"Le système fait que le gouvernement espagnol renfloue les banques et que les banques renflouent le gouvernement", souligne le lauréat du prix Nobel d'économie.

Les ministres des Finances de la zone euro ont convenu samedi de prêter jusqu'à 100 milliards d'euros à l'Espagne afin de lui permettre de renflouer ses banques en difficulté, Madrid s'engageant à préciser le montant de ses besoins dès que seront connus les résultats d'audits indépendants en cours sur son système bancaire.

Si l'Espagne devait solliciter la totalité de la somme, cela accroîtrait encore de 10% son ratio dette-PIB, qui devrait déjà atteindre 80% fin 2012 alors qu'il était de 68,5% fin 2011. Et cela rendrait d'autant plus problématique et coûteux pour le gouvernement espagnol d'émettre des obligations souveraines sur les marchés internationaux.

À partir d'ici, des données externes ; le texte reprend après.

PR #5062, opened 2026-09-17
fix(tracing): preserve batches with unserializable values

### LINKED ISSUE #4983: BackendSpanExporter: one metadata or custom span value that isn't JSON serializable drops the whole export batch, including unrelated traces
### Describe the bug

`BackendSpanExporter` posts a whole batch of traces and spans in one request. If any one item in that batch has a value `json` can't encode, the request body can't be built, `export()` raises, and `BatchTraceProcessor` drops the entire batch. So one bad value in one run's `trace_metadata` also throws away every other trace and span that happened to be queued with it, including runs that had nothing wrong with them.

Things that trigger it: a `uuid.UUID` or `datetime` in `RunConfig(trace_metadata=...)`, a `datetime` in `custom_span(data=...)`, or a NaN or inf float (httpx2 encodes with `allow_nan=False`). It happens on the default OpenAI ingest endpoint and on custom endpoints.

### Debug information
- Agents SDK version: 0.22.2 (also main at fbd2dbca)
- Python version: 3.14.3
- Operating system: macOS
- Model and model provider: none needed, the repro uses `ScriptedModel`

```text
ERROR [non-fatal] Tracing exporter failed; dropping batch of 8 items
items received: 0 []
```

Calling the exporter directly shows the cause:

```text
exporter.export([trace("x", metadata={"request_id": uuid.uuid4()})])
TypeError: Object of type UUID is not JSON serializable
```

### Repro steps

The repro doesn't touch the network. `httpx2.MockTransport` stands in for the ingest endpoint.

Les banques espagnoles, dont la Banque d'Espagne, ayant été les principaux acheteurs de la dette du pays en 2011, selon un rapport de la banque centrale espagnole, le risque est donc grand de voir le gouvernement se résigner à solliciter l'aide des établissements qu'il est en train d'essayer de sauver.

"C'est de l'économie vaudoue", a estimé Joseph Stiglitz dans l'interview accordée vendredi à Reuters, avant que les détails du plan ne soient connus. "Ca ne marchera pas et ça ne marche déjà pas."

L'Union européenne aurait davantage intérêt à accélérer son projet d'union bancaire, poursuit l'ancien conseiller du président américain Bill Clinton.

"Il n'y a aucune chance, quand une économie entre ainsi en récession, qu'elle puisse mener une politique de relance de la croissance sans une forme de système européen", fait-il valoir.

"L'ALLEMAGNE SE TROMPE"

Joseph Stiglitz est un critique de longue date des mesures d'austérité et des politiques de rigueur imposées par le Fonds monétaire international (FMI) aux pays en voie de développement en contrepartie de plans de soutien.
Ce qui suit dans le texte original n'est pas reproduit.